This is probably not a good time to be a public school teacher in America — and yes, I am deliberately avoiding the term “United States” as a descriptor for that bitterly divided and misled country south of our border.

Best we take a look at the consequences of a general acceptance of the increasing politicization of public education there and make sure the same thing does not happen here.

Just when American educators thought that things could not get any worse, they did.

State officials and elected lawmakers in some states promote book banning — To Kill a Mockingbird, The Handmaids Tale, even The Diary of Anne Frank in one jurisdiction.

Teachers and administrators face politically motivated demands for revisionist history, often accompanied by harassment and threats against school boards and teachers who refuse to bow to these demands.

On top of all this organizational chaos in a system long obsessed by testing, testing and more testing as a substitute for actual progress in education comes the news that, according to a recent National Assessment of Educational Progress, math and reading scores for American nine-year-olds fell between 2020 and 2022 by a level not seen in decades, a foreboding sign of the state of American education two years after the COVID-19 pandemic began.

Even though post-pandemic math and literacy scores have been slipping, however, more significant questions are being asked about core purposes of American public education — namely, the failure of American public education to play a role in stabilizing a now seriously destabilized nation.

Some critics go so far as to ask whether mistakes in prioritizing only those aspects of a child’s education that can be tested may have played a role in the Jan. 6 brainless, misguided, disgraceful, riotous attack on the Capitol and the democracy it once represented.

Why is any of this of interest for Canadian parents, teachers and policy developers in public education? Reason number one would be because it is all way too close for comfort when we see a similar playbook based on the politics of division becoming appealing to the least-thoughtful sectors of our population.

That playbook even seems to be finding a home in some sectors of our own national political framework.

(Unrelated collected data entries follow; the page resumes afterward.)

PR #719, opened 2019-11-02
Making loop messages translatable

pamelafox:

Addresses https://khanacademy.atlassian.net/browse/CTI-307: it is difficult to translate the loop checker message into gendered languages like Spanish where function and loop have different genders. 

This makes the message for each construct a separate sentence, for ultimate translatability across languages. Please do let me know if there's a slicker way to do this with i18n._().

No.

No, the loop protector tests don't currently test the message output itself.

### Risks involved

Weird spacing? I wasn't sure the best way to ensure a space between the first sentence and the second. 
Also, we will likely lose any current translations.

No.

Open demos/simple.html, write an infinite loop, see message pop up. Do same on cs/new/pjs once this is in webapp.

### DIFF
--- a/build/js/live-editor.ui.js
+++ b/build/js/live-editor.ui.js
@@ -2184,11 +2184,11 @@ window.LiveEditor = Backbone.View.extend({
 
     cleanErrors: function cleanErrors(errors) {
         var loopProtectMessages = {
-            "WhileStatement": i18n._("<code>while</code> loop"),
-            "DoWhileStatement": i18n._("<code>do-while</code> loop"),
-            "ForStatement": i18n._("<code>for</code> loop"),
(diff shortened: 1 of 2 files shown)


danielhollas:
@pamelafox I still don't see the new strings on Crowdin, only the [old string](https://crowdin.com/translate/khanacademy/26335/enus-cs#3279365). Has this been deployed?

pamelafox:
@danielhollas Yep, it was deployed, I found the strings. Here's while loop, for example: https://crowdin.com/translate/khanacademy/26342/enus-cs#6543164

danielhollas:
Thank you! Sorry for a false alarm, I probably had a filter in Crowdin search that I forgot about.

The good news is that this point, Canadian kids are doing well academically. Overall, in reading, math and science, Canadian schools have performed well above average as measured by the Organisation for Economic Co-operation and Development’s PISA (Programme for International Student Assessment) tests for 15-year-olds.

In the 2018 round, out of 78 participating jurisdictions, Canada ranked sixth in reading, 12th in mathematics, and eighth in science

But what about the more important reasons we have public schools? Will Canadian public education lose sight of it goal of honing the ability to think critically and logically across a broad range of current societal issues — the absence of which certainly afflicts American public education, resulting in a deeply divided and misguided population.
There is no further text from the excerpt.